In 2007, Merck began implementation of SAP across the company, both domestically and internationally. This decision was viewed by the company's dedicated plant maintenance module users as an opportunity to align the Merck maintenance strategy with a more proactive maintenance model. One of the major areas identified for improvement was failure coding.

Failure codes for the previous maintenance module had been developed by the company's IT department. Consequently, the codes were often too basic and hindered meaningful data analysis. Yet a key aspect of the proactive model being introduced was a heightened emphasis on data analysis. Prior experience demonstrated that without proper failure coding, it would be hard to optimize system data for asset performance management.

A team comprised of representatives from the SAP Plant Maintenance module, Reliability, and Maintenance identified goals, as well as the potential advantages and challenges to overcome of a new failure coding model.

Advantages included:

  • Gaining a full understanding of the importance of hierarchies that incorporated elements of ISO 14224, which governs the collection and exchange of reliability and maintenance data
  • Creating a well defined list of equipment types (equipment technical object types in SAP)
  • Establishing well defined rules for system boundaries
  • Gaining a partial understanding of what was not known

Challenges included a lack of SAP knowledge. The team members had only been on board a few months, and although a test database was available, the configuration was subject to change and had limited relevance as a training tool. Another challenge was how to create a product that would provide data useful to the engineer for analysis, yet streamlined enough to encourage adoption by field personnel.

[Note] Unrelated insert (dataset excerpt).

Issue #1204, opened 2015-10-29
Selenium scrolls badly when trying to click on Firefox


germanp:
I've found that selenium scrolls badly when I try to click on a table's row and when to reach this row the browser must scroll down. When this happen, the browser scrolls one extra row past the expected one and it clicks in the wrong location.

No sooner had the project begun than the timeline was suddenly moved up, meaning the new failure coding system would need to be ready within a matter of a few months. In order to expedite the process, we enlisted the support of asset performance management firm Meridium, who helped to manage the project through to its completion. Meridium’s first suggestion was a workshop that outlined the project’s immediate next steps: to ascertain the status of current failure coding efforts, identify gaps, and construct a plan forward for the development of a failure coding taxonomy supporting Merck's overall asset management strategy.

 

Moving Forward: The Object Lists

Although Merck was in the early stages of an initiative to develop a reliability culture, general equipment reliability goals and concepts were fairly well defined. The hierarchal structure of the data was already aligned with recognized best practices; however, it was determined that there were gaps and redundancies in the equipment types that had previously been selected.

The gap analysis effort determined that the list for the maintainable items (also known as object parts) was greatly inadequate, and that the proposed damage codes were too confusing and complex. Additionally, since the project team was not very familiar with the inner workings of SAP, some initial concepts were found to be impractical to implement. In order to leverage what SAP knowledge the team did have, a simple diagram of how failure coding flowed within SAP was designed, and information was developed regarding  activity coding and how to enable better reporting and analysis capabilities when using SAP.

Once gaps were identified, basic coding development began. The first step was the identification of object parts. It was decided that separate lists of the parts for mechanical, instrument, and electrical would be created, and then specific equipment types would undergo further granularity. Equipment types such as pumps that were felt to have a large enough population, or those such as robots that were extremely complex, would get object part lists of their own.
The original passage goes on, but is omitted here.